Flowserve Corporation - Company Profile, Information, Business Description, History, Background Information on Flowserve Corporation



222 West Las Colinas Boulevard
Suite 1500
Irving, Texas 75039
U.S.A.

Company Perspectives:

The merger of BW/IP and Durco has propelled Flowserve to the first position among publicly traded flow control companies in the United States, creating one of the largest competitors in the global flow management industry. Moving forward into the 21st century, Flowserve plans to build on this large competitive platform as it pursues growth in markets around the world. Expanding geographic market coverage, with emphasis on markets outside Europe and North America, is a critical component to the company's strategic efforts to serve our customers and assure future success.

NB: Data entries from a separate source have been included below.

PR #342, opened 2024-10-20
feature: remove delay when clearing all notifications

rubiin:
When having 50+ notifications, clicking the clear all button takes some time before it does the job.

This was because we were adding a delay with settimeout of 100 ms . 
This makes the clearall instant which is a better UX similar to other implementations like in `swaync`

### DIFF
--- a/widget/settings/pages/config/notifications/index.ts
+++ b/widget/settings/pages/config/notifications/index.ts
@@ -48,7 +48,9 @@ export const NotificationSettings = (): Scrollable<Child, Attribute> => {
                 Option({
                     opt: options.notifications.clearDelay,
                     title: 'Clear Delay',
-                    subtitle: 'The delay in milliseconds before a notification is cleared',
+                    subtitle:
+                        'The delay in milliseconds before a notification is cleared' +
+                        '\nWARNING: Setting this value too low may crash AGS depending on your system.',
                     type: 'number',
                     increment: 20,
 
--- a/widget/settings/pages/config/notifications/index.ts
+++ b/widget/settings/pages/config/notifications/index.ts
@@ -53,7 +53,6 @@ export const NotificationSettings = (): Scrollable<Child, Attribute> => {
                         '\nWARNING: Setting this value too low may crash AGS depending on your system.',
                     type: 'number',
                     increment: 20,
-
                 }),
                 Option({
                     opt: options.notifications.timeout,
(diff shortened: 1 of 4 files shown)


Jas-SinghFSU:
I'm not a fan of the delay either ideally it should be MUCH lower but this is something you have to do to prevent crashes in AGS. Notice the `clearDelay` property on the AGS documentation https://aylur.github.io/ags-docs/services/notifications/.

For some users this number has to be even higher. If we want to remove it, we can add an option to let the user define the delay amount and add a warning below the settings that "Setting this value too low may crash AGS".

rubiin:
Looks like this PR still needs some work. I will try to add in the option by tomorrow

rubiin:
Updated the setting widget to include the delay with the initial value as `100 ms`.

widget/settings/pages/config/notifications/index.ts
```diff
@@ -45,6 +45,12 @@ export const NotificationSettings = (): Scrollable<Child, Attribute> => {
                     subtitle: 'The notification will follow the monitor of your cursor',
                     type: 'boolean',
                 }),
+                Option({
+                    opt: options.notifications.clearDelay,
+                    title: 'Clear Delay',
+                    subtitle: 'The delay in milliseconds before a notification is cleared',
+                    type: 'number',
```
Jas-SinghFSU, line 52:
```suggestion
                    type: 'number',
                    increment: 20,

```
We can add a default increment size of 20 so the button is easier to configure (20ms per click).

widget/settings/pages/config/notifications/index.ts
```diff
@@ -45,6 +45,12 @@ export const NotificationSettings = (): Scrollable<Child, Attribute> => {
                     subtitle: 'The notification will follow the monitor of your cursor',
                     type: 'boolean',
                 }),
+                Option({
+                    opt: options.notifications.clearDelay,
+                    title: 'Clear Delay',
+                    subtitle: 'The delay in milliseconds before a notification is cleared',
```
Jas-SinghFSU, line 51:
```suggestion
                    subtitle:
                        'The delay in milliseconds before a notification is cleared' +
                        '\nWARNING: Setting this value too low may crash AGS depending on your system.',
```

Jas-SinghFSU:
That's for the wonderful contributions! :heart:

History of Flowserve Corporation

Flowserve Corporation is a global leader in the design, manufacture, marketing, and maintenance of fluid-handling equipment. Formed in 1997 through the merger of Durco International and BW/IP, Inc., Flowserve operates in 29 countries through three distinct divisions. Flowserve sells its flow management equipment--which includes engineered pumps, precision mechanical seals, valves, and a range of services&mdash′imarily to the petroleum, chemical, and power industries. The company's growth strategy focuses mainly on acquisitions and alliances, although it faces formidable competitors as the industrial flow management industry undergoes a wave of consolidation. Flowserve's many brands include Durco (pumps), Valtek (valves), and GASPAC (seals).

Durco: 1913-97

Flowserve was created in July 1997 when two rival companies--Durco International and BW/IP, Inc.--merged to form a new corporate entity. At the time it joined forces with BW/IP, Ohio-based Durco International (which was known as the Duriron Company until shortly before the merger) had enjoyed ten years of record growth. Launched in 1913 as a foundry, Duriron had been producing chemical fluid handling equipment for more than 80 years. By the 1980s, the company had built a solid reputation for making the specialized equipment needed to move fluids in the chemical process market.

In the 1990s, Duriron embarked on a massive reorganizing effort. With more than 85 percent of its sales derived from the chemical industry, the company was buffeted by the 'peaks and valleys' of that cyclical business, according to the Plain Dealer. Seeking to enter new segments of the fluid management industry, Duriron began to forge alliances and acquire companies that operated outside its chemical niche. This strategy proved successful, and by 1995, the chemical industry provided only about half of Duriron's business.

Equally important to Duriron's agenda in the 1990s was its expansion into international markets. Since most American industries were well established, few major chemical, petroleum, or other processors needed to invest significantly in costly new pumps and valves. But in less developed countries (and especially in the Middle East, Latin America, and Asia), the demand for flow management equipment was huge, as entire process industries were being created virtually from scratch. Recognizing that its future hinged on these new markets, Duriron embarked on another spate of acquisitions to gain entry. Duriron's strategy was successful. Between 1985 and 1995, international sales as a portion of the company's total revenue rose from 15 percent to about 33 percent.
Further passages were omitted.